После божественной службы Ласенед, великий канцлер ордена
Почетного легиона, произнес речь, приспособленную к
обстоятельствам.
Кончив речь, Ласенед вызвал новожалуемых кавалеров первой
степени, в числе которых был и кардинал Капрара; император надел
шляпу и посреди глубочайшего молчания произнес твердым голосом:
"Господа кавалеры, - генералы, офицеры, граждане и воины,
клянетесь вашей честью, что посвятите себя на службу империи для
охранения ее владений во всей их целости; для защиты императора и
законов республики... клянетесь ли?"
Все кавалеры отвечали: "Клянемся!", и тотчас же раздались крики:
"Да здравствует император!" Господин Бурриенн, описывая этот
случай, говорит, что восторг присутствовавших при церемонии был
неизъясним.
На следующий за тем день Политехническая школа получила новое
образование.
Через два дня Наполеон отправился из Парижа для осмотра берегов
Ла-Манша и обозрения учрежденных там лагерей. Он дал знать, что
предпринимает это путешествие для того, чтобы лично раздать знаки
Почетного легиона тем храбрым воинам, которые не могли
присутствовать при церемонии в Доме инвалидов. Однако же вообще
полагали, что личная раздача орденских знаков не что более как
предлог, а истинная цель поездки Наполеона - приготовление к
приведению в действие любимого своего плана - высадки в Англию.

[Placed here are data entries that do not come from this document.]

PR #852, opened 2019-03-08
Updates GET api/v3/actions to be able to filter by callpower_campaign_id 

chloealee:
#### What's this PR do?
- Updates `GET api/v3/actions` to be able to filter by `callpower_campaign_id`.
- Makes `callpower_campaign_id` a unique index in the `actions` table.
- Updates Action Transformer to return `callpower_campaign_id` for each action.
- Updates documentation. 

Can you do this? 

This is needed to find the action `id` when creating a post from CallPower records. 

#### Relevant tickets
Fixes the first task in [this](https://www.pivotaltracker.com/n/projects/2019429/stories/164476751) Pivotal Card.

#### How to deploy


app/Models/Action.php
```diff
@@ -36,7 +36,7 @@ class Action extends Model
      *
      * @var array
      */
-    public static $indexes = ['id'];
+    public static $indexes = ['id', 'callpower_campaign_id'];
```
DFurnes: I don't believe this column has an index in the database. Can we add one as part of this PR?

docs/endpoints/actions.md
```diff
@@ -24,6 +24,7 @@ Example Response:
             "name": "august-2018-turbovote",
             "campaign_id": 9005,
             "post_type": "voter-reg",
+            "callpower_campaign_id": null,
```
DFurnes: This is so nitpicky, but let's leave these as `null` since they're `post_type` of `voter-reg` and `share-social`. (Or, if we want to demonstrate how this field would look, let's change one of these actions' type to `phone-call`).

chloealee: Not nitpicky at all! This is great - we should have accurate documentation for less confusion! :)

database/migrations/2019_03_08_204743_adds_callpower_campaign_id_unique_index_in_actions_table.php
```diff
@@ -0,0 +1,32 @@
...
+{
+    /**
+     * Run the migrations.
+     *
+     * @return void
+     */
+    public function up()
+    {
+        Schema::table('actions', function (Blueprint $table) {
+            $table->index('callpower_campaign_id');
```
DFurnes: Since we ensure that this field is unique in our validation rules, we can use a [unique index](https://laravel.com/docs/5.8/migrations#indexes) here.

chloealee: ah yes - updated!

PR #1120, opened 2020-09-16
Add Club ID field to Posts & Signups

mendelB:
### What's this PR do?

This pull request adds a new `club_id` field to the `Post` and `Signup` resources.

- https://github.com/DoSomething/rogue/commit/f20e4d3ea7163d21394e2e57aebee7be8ac52258 migrations for these fields with an [`index`](https://laravel.com/docs/6.x/migrations#creating-indexes), and a [foreign key constraint](https://laravel.com/docs/6.x/migrations#foreign-key-constraints) to ensure they're valid Club ID's.
- https://github.com/DoSomething/rogue/commit/56ee771b03f2432fd05d082f7d1849f42bad7987` Allow this field to be [fillable](https://github.com/DoSomething/rogue/commit/56ee771b03f2432fd05d082f7d1849f42bad7987) and [filtere-able](https://github.com/DoSomething/rogue/blob/d0ba62091d319e03670ea62cf5e9f0e3b3552544/app/Models/Signup.php#L44)
- https://github.com/DoSomething/rogue/commit/f8604f7faad81f7a1a8f2171e5555f1756aee25e Return these fields in API responses via the `Transformer`s for authorized users.
- https://github.com/DoSomething/rogue/commit/485038cdb9ada917edec3db85bf7492886bb23e7, https://github.com/DoSomething/rogue/commit/35e6c73f7f6cf4d3351703ab7b42b1915528277f minor documentation and test updates

### How should this be reviewed? 
👀 

### Any background context you want to provide?
This sets us up to start appending the `club_id` to signups and posts if we see that the user is associated with a club via Northstar (see #1119).

Notabley, we are not adding the ability to create/update these fields via the API since that's out of scope for this feature.

### Relevant tickets

References [Pivotal #174338924](https://www.pivotaltracker.com/story/show/174338924).

### Checklist

- [x] This PR has been added to the relevant Pivotal card.
- [x] Documentation added for new features/changed endpoints.
- [x] Added appropriate feature/unit tests.

PR #1121, opened 2020-09-18
Add User's Club Id to Signups and Posts

mendelB:
### What's this PR do?

This pull request appends the user's `club_id` to their signups and posts. (Branching off of #1120).

commit-by-commit.

1. Is this implementation via a new `SignupObserver` sound?
2. Do you agree with the execution of the GraphQL query (colocated in the SignupObserver) and its mocks?
3. Is it safe to assume that we can simply grab the `club_id` from the post's signup instead of making the GraphQL query ourselves (e.g. what if the signup has no club_id erroneously, we then wouldn't attach a user's `club_id` to the signups posts! But I figured that edge case didn't warrant a separate GraphQL query).
4. Any concerns that making a GraphQL query while saving the signup will disrupt our traffic/bandwidth/devopswords?

So in our initial implementation of the GraphQL client, we discussed (https://github.com/DoSomething/rogue/pull/889#discussion_r297773531) colocating the queries in their respective class implementations. I was interested to see if this would work here, particularly because I wasn't positive how to go about resolving both the existing [`GraphQL::getUserById`](https://github.com/DoSomething/rogue/blob/c84cc8a7fde97c42f94044655552d54c80469813/app/Services/GraphQL.php#L95-L115) method and this new user query. 

I saw that we'd already done this in the [`PostTagged` class](https://github.com/DoSomething/rogue/blob/c84cc8a7fde97c42f94044655552d54c80469813/app/Notifications/PostTagged.php#L65-L74) so I followed by example. It seems like a nice bet! The only issue being the test mock which is more convenient for `GraphQL` methods. But I bumped into [Partial Mocking](http://docs.mockery.io/en/latest/reference/partial_mocks.html) with mockery which seemed to do the trick!

But if you disagree with this implementation LMK. One outstanding question is duplicate queries, which I don't think we have a solid answer for, but for now, I thought this seemed pretty neat!

### Relevant tickets

References [Pivotal #174338924](https://www.pivotaltracker.com/story/show/174338924).

### Checklist

### DIFF
--- a/app/Observers/SignupObserver.php
+++ b/app/Observers/SignupObserver.php
@@ -1,0 +1,19 @@
+<?php
+
+namespace Rogue\Observers;
+
+use Rogue\Models\Signup;
+
+class SignupObserver
+{
+
+    /**
+     * Handle the Signup "creating" event.
+     *
+     * @param  \Rogue\Models\Signup  $signup
+     * @return void
+     */
+    public function creating(Signup $signup)
+    {
+    }
+}
--- a/app/Observers/SignupObserver.php
+++ b/app/Observers/SignupObserver.php
@@ -36,7 +36,7 @@ class SignupObserver
      */
     public function creating(Signup $signup)
     {
-        if (!$signup->club_id) {
+        if (config('features.track_club_id') && !$signup->club_id) {
             $data = $this->queryForUser($signup->northstar_id);
 
             if ($club_id = data_get($data, 'user.clubId')) {
--- a/app/Observers/SignupObserver.php
+++ b/app/Observers/SignupObserver.php
@@ -36,5 +36,12 @@ class SignupObserver
      */
     public function creating(Signup $signup)
     {
+        if (!$signup->club_id) {
+            $data = $this->queryForUser($signup->northstar_id);
+
+            if ($club_id = data_get($data, 'user.clubId')) {
+                $signup->club_id = $club_id;
+            }
+        }
     }
 }
--- a/app/Observers/SignupObserver.php
+++ b/app/Observers/SignupObserver.php
@@ -3,9 +3,30 @@
 namespace Rogue\Observers;
 
 use Rogue\Models\Signup;
+use Rogue\Services\GraphQL;
+
+const USER_CLUB_ID_QUERY = '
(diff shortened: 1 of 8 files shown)


app/Observers/SignupObserver.php
```diff
@@ -0,0 +1,47 @@
...
+    /**
+     * Handle the Signup "creating" event.
+     *
+     * @param  \Rogue\Models\Signup  $signup
+     * @return void
+     */
+    public function creating(Signup $signup)
+    {
+        if (!$signup->club_id) {
+            $data = $this->queryForUser($signup->northstar_id);
```
DFurnes, line 40: I am a _little_ worried about the devopswords here, since it seems like we'd now effectively be hitting Northstar for any signup that's created (so a spike in traffic to Rogue means a spike in traffic to Northstar). This absolutely feels like the cleanest way to implement this though, so I think it's good to keep & see if it causes us trouble later.

I think this is another good example of where the user/activity domains are somewhat awkward to split... it makes me continue to think about the idea of merging these two applications. 🤔

DFurnes (approved):
Looks good to me! 🎸

app/Observers/SignupObserver.php
mendelB: lol ok I'm going to put devopsword on a t-shirt!

Sounds good -- I'll try and keep a close eye on this particularly around the next broadcast. Do you think it's worth wrapping this in a feature flag to be safe so we can flip it off if chaos starts to abound?

> I think this is another good example of where the user/activity domains are somewhat awkward to split... it makes me continue to think about the idea of merging these two applications. 🤔

👀 👀

DFurnes: Ohhh, yeah feature flagging this would be dajirt if it's not too much work!

mendelB: Wrapped it all up in a (poorly named? but eh) feature flag in  https://github.com/DoSomething/rogue/pull/1121/commits/9e706a9ec227ed11d39f6124c0886bb19a49236e.

DFurnes: 🙌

Войска были расположены уступами по берегу моря от Етапла до
Остенда. Даву стоял в Дёнкеркене; Ней в Кале; Удино в Сент-Омере;
Мармон на границах Голландии, а Сульт командовал общим лагерем в
Булонье.
По прибытии своем в этот последний город Наполеон нашел войско
исполненным энтузиазма. Генералы и солдаты, все думали, что
сейчас отправятся в Англию; на этот счет беспокоились и в Англии.
Пятьсот судов под командой Фергеля (Verhuel), казалось, ожидали
только сигнала, чтобы направиться к берегам Великобритании. Один
только Наполеон знал существенное назначение всех этих огромных
военных приготовлений. Угрожая Англии, он в то же время видел,
что на горизонте континента собираются тучи, что буря эта должна
скоро разразиться, и потому-то, делая вид, будто готовится к
морской экспедиции, в самом деле помышлял о войне
континентальной.
Недалеко от Кесаревой башни, на пространной равнине, собралось
под начальством маршала Сульта восемьдесят тысяч воинов из
Булоньского и Монтрельского лагерей. Император явился к ним,
окруженный всеми знаменитыми французскими полководцами той эпохи.
Он поместился на возвышении вроде трона и повторил громким
голосом прежнюю формулу присяги кавалеров. Слова его и теперь
были приняты с таким же восторгом, как при церемонии в Доме
инвалидов, и Наполеон был этим так доволен, что впоследствии один
из его адъютантов, генерал Рапп, сказал, что он никогда - ни
прежде, ни после, не видывал императора таким веселым.